Et je dirais même plus : comment malgré Le Pen voter Macron ? Et rien ne sert de morigéner ceux qui s'interrogent, de les traiter d'inconscients ou d'irresponsables. Là n'est pas la question de leur point de vue. Elle devrait plutôt interpeller ceux qui ne comprennent pas qu'ils se la posent.
Parce que dès lors qu'on commence ce travail de compréhension, des tas d'autres questions se posent, stratifiées en couches épaisses et nombreuses. D'abord, on constate que ce sont pas les derniers des abrutis qui se la posent, mais plutôt des gens éduqués et instruits, examinant les leçons de l'histoire dans leurs petites têtes, et même dans leurs conversations.
Si on les écoute un peu plus longtemps, on réalise qu'il est demandé à beaucoup de renoncer à quelques unes des promesses essentielles qui leur ont été faites par la société, comme la lointaine perspective – parce qu'ils sont jeunes – d'une retraite décente à un âge acceptable. Et plus près du présent d'un job correctement payé, dans leurs cordes ; de structures collectives et solidaires ; d'un environnement bichonné ; d'un air et d'une eau purs ; d'une bouffe savoureuse et saine ; de vêtements qu'ils n'aient pas honte de porter parce que fabriqués par des enfants ou des esclaves à des milliers de kilomètres...

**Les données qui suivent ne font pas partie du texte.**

PR #25, opened 2022-08-16
Reworking well-known offers

aherbst-broad:
## Context
[Relevant ticket](https://broadworkbench.atlassian.net/jira/software/c/projects/WOR/boards/125/backlog?view=detail&selectedIssue=WOR-454&issueLimit=100)

The way "well-known" Azure marketplace offers is configured in BPM is awkward and difficult to modify via helmfiles.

Quel rapport avec le vote Macron ? Ben ce dernier, malgré son jeune âge, n'est pas vu comme celui qui peut remettre un peu d'éthique dans ce monde de brutes modelé par le monde des affaires et des businessmen. Certes, il n'a pas l'allure du donneur de coups de matraques, de la marâtre privant de cantine les gosses de pauvres et/ou d'immigrés. Mais sous son aspect policé et civilisé, il est aussi vu comme celui qui risque d'accentuer la confusion entre public et privé, comme un porteur d'eau des milliardaires qui, comme les multimillionnaires, aiment rester entre eux.
Bref, il a beau tenir le discours de la sécurité dans la flexibilité, de la modernité, de l'ouverture et de la tolérance, il est aussi considéré comme le prolongateur des dirigeants qui se succèdent depuis des années, voire leur créature. Et à ce titre comme le possible enfanteur d'une victoire de l'extrême-droite en 2022...

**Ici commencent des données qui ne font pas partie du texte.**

PR #28, opened 2022-08-18
[WOR-456] run sonarqube scan in build-and-test

marctalbott:
Ticket: [WOR-456](https://broadworkbench.atlassian.net/browse/WOR-456)
* still need to add the `SONAR_TOKEN` secret to the repo
* follows [Appsec documentation](https://app.gitbook.com/o/-LVj1clrBdFW94pG2z2w/s/-LsrggqZs3CYGFRhFZdX-887967055/appsec-team-internal/appsec-team-internal/security-activities/sast-1) and configuration found in ECM and DrsHub

### DIFF
--- a/.github/workflows/build-and-test.yml
+++ b/.github/workflows/build-and-test.yml
@@ -27,21 +27,8 @@ jobs:
           key: v1-${{ runner.os }}-gradle-${{ github.ref }}-${{ github.sha }}
           restore-keys: v1-${{ runner.os }}-gradle-${{ github.ref }}
 
-      - name: Cache SonarCloud packages
-        uses: actions/cache@v2
-        with:
-          path: ~/.sonar/cache
-          key: ${{ runner.os }}-sonar
-          restore-keys: ${{ runner.os }}-sonar
-
       - name: Gradle build service
         run: ./gradlew --build-cache :service:build -x test
-
-      - name: SonarQube scan
-        run: ./gradlew --build-cache :service:sonarqube
-        env:
-          SONAR_TOKEN: ${{ secrets.SONAR_TOKEN }}
-          GITHUB_TOKEN: ${{ secrets.GITHUB_TOKEN }}
 
       - name: Upload spotbugs results
         uses: github/codeql-action/upload-sarif@main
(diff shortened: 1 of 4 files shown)


TomConner:
Secret is coming soon, just needs some Atlantis

TomConner:
Optional: add a badge to README.md…  `[Quality Gate Status](https://sonarcloud.io/summary/new_code?id=DataBiosphere_terra-billing-profile-manager)`

TomConner:
Standby for https://github.com/broadinstitute/terraform-ap-deployments/pull/759

.github/workflows/build-and-test.yml
```diff
@@ -27,9 +27,22 @@ jobs:
...
+        with:
+          path: ~/.sonar/cache
+          key: ${{ runner.os }}-sonar
+          restore-keys: ${{ runner.os }}-sonar
+
       - name: Gradle build service
         run: ./gradlew --build-cache :service:build -x test
 
+      - name: SonarQube scan
+        run: ./gradlew --build-cache :service:sonarqube
```
pshapiro4broad, line 41: Running sonarqube this way won't pick up coverage information from your build. If you want coverage data as part of the sonar scan, you must run it after running `test`.

The good news is, once you've done this you can remove `codecov` from your workflow.

For an example, see https://github.com/DataBiosphere/terra-data-catalog/blob/main/.github/workflows/build-and-test.yml#L121

.github/workflows/build-and-test.yml
```diff
@@ -27,9 +27,22 @@ jobs:
           key: v1-${{ runner.os }}-gradle-${{ github.ref }}-${{ github.sha }}
           restore-keys: v1-${{ runner.os }}-gradle-${{ github.ref }}
 
+      - name: Cache SonarCloud packages
+        uses: actions/cache@v2
```
pshapiro4broad, line 31: Is there a performance benefit for using this cache action? We don't use `actions/cache` in our workflows and I'm wondering if we should start doing it. The sonar scan in our build takes less than 1min so it's already pretty fast.

.github/workflows/build-and-test.yml
pshapiro4broad: It looks like you also need to configure XML coverage output from `jacoco` if you aren't doing that already.

https://github.com/DataBiosphere/terra-data-catalog/blob/main/buildSrc/src/main/groovy/bio.terra.catalog.java-common-conventions.gradle#L97

.github/workflows/build-and-test.yml
TomConner: Whatever works. This came in with the template action provided by SonarCloud but you're welcome to change it. I don't see why there would be a benefit to caching actually if it's running one scan on an action runner that's going to be thrown away.

.github/workflows/build-and-test.yml
TomConner: Good ideas! Perhaps I can update the recommendations. From AppSec's point of view, we don't require coverage reporting but it is nice in the sonarqube status, and if it is better than codecov then hey why not.

TomConner (approved):
This is working now, but at your discretion, you may want to remove caching or add coverage reporting as discussed.

aherbst-broad (approved):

Pour que tout change, il faut que rien ne change. Tel aurait put être la subliminale devise macronienne.
Reste qu'une chose a changé avec cette parodie de débat télévisé de mercredi soir. Il n'y a jamais eu d'hésitation entre Le Pen et Macron, il y avait en revanche une réelle hésitation à voter Macron. Celle-ci s'est certainement, largement, atténuée devant l'éclatante démonstration de la rediabolisation éclair de Marine Le Pen par elle-même. Il faut en attribuer la paternité à Emmanuel Macron qui a accepté que se tienne ce débat nullissime mais salvateur.

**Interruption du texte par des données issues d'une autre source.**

PR #30, opened 2022-08-19
[WOR-487] setup minniekenny so building BPM will ensure that git-secrets is installed

marctalbott:
Ticket: [WOR-487](https://broadworkbench.atlassian.net/browse/WOR-487)
* read more about minnie-kenny here: https://minnie-kenny.readthedocs.io/en/latest/

### DIFF
--- a/minnie-kenny.gitconfig
+++ b/minnie-kenny.gitconfig
@@ -1,0 +1,11 @@
+[secrets]
+    providers = git secrets --aws-provider
+    patterns = (A3T[A-Z0-9]|AKIA|AGPA|AIDA|AROA|AIPA|ANPA|ANVA|ASIA)[A-Z0-9]{16}
+    patterns = (\"|')?(AWS|aws|Aws)?_?(SECRET|secret|Secret)?_?(ACCESS|access|Access)?_?(KEY|key|Key)(\"|')?\\s*(:|=>|=)\\s*(\"|')?[A-Za-z0-9/\\+=]{40}(\"|')?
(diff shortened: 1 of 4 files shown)


minnie-kenny.gitconfig
```diff
@@ -0,0 +1,11 @@
+[secrets]
+    providers = git secrets --aws-provider
+    patterns = (A3T[A-Z0-9]|AKIA|AGPA|AIDA|AROA|AIPA|ANPA|ANVA|ASIA)[A-Z0-9]{16}
+    patterns = (\"|')?(AWS|aws|Aws)?_?(SECRET|secret|Secret)?_?(ACCESS|access|Access)?_?(KEY|key|Key)(\"|')?\\s*(:|=>|=)\\s*(\"|')?[A-Za-z0-9/\\+=]{40}(\"|')?
+    patterns = (\"|')?(AWS|aws|Aws)?_?(ACCOUNT|account|Account)_?(ID|id|Id)?(\"|')?\\s*(:|=>|=)\\s*(\"|')?[0-9]{4}\\-?[0-9]{4}\\-?[0-9]{4}(\"|')?
+    allowed = AKIAIOSFODNN7EXAMPLE
```
aherbst-broad, line 6: Do we actually want these to be allowed?

aherbst-broad (approved):

blakery (approved):

minnie-kenny.gitconfig
marctalbott: I guess these are common example keys used in AWS that are added to the git-secrets config when you add the AWS provider which is built into git secrets. So these allowed strings and some of the other blocked AWS patterns are probably unnecessary because we don't do AWS things, but it's sort of the default git secrets config so I'm inclined to leave it.

At some point we could consider adding Azure-specific patterns, but since we only deal with GCP SAs at the moment I don't think it's high priority. There isn't a built in Azure provider in git secrets either which makes it a bit more difficult as I'm not sure what Azure secrets we would even want to catch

Salvateur parce que le travail méthodique d'années de banalisation de l'extrême-droite s'est effondré en une soirée. Ce sale boulot effectué par certains grands médias, par des gouvernants ayant repris des pans entiers du programme du FN... Le masque est tombé : l'extrême-droite ne sert qu'à faire peur. Cette année, bien aidée par un PS moribond et François Hollande qui a préféré dénoncer Jean-Luc Mélenchon plutôt que Marine Le Pen, l'extrême-droite aura empêché un débat de second tour sur de véritables enjeux.
Même Christophe Barbier, l'éditorialiste de L'Express le regrette... Et il n'est pas le seul.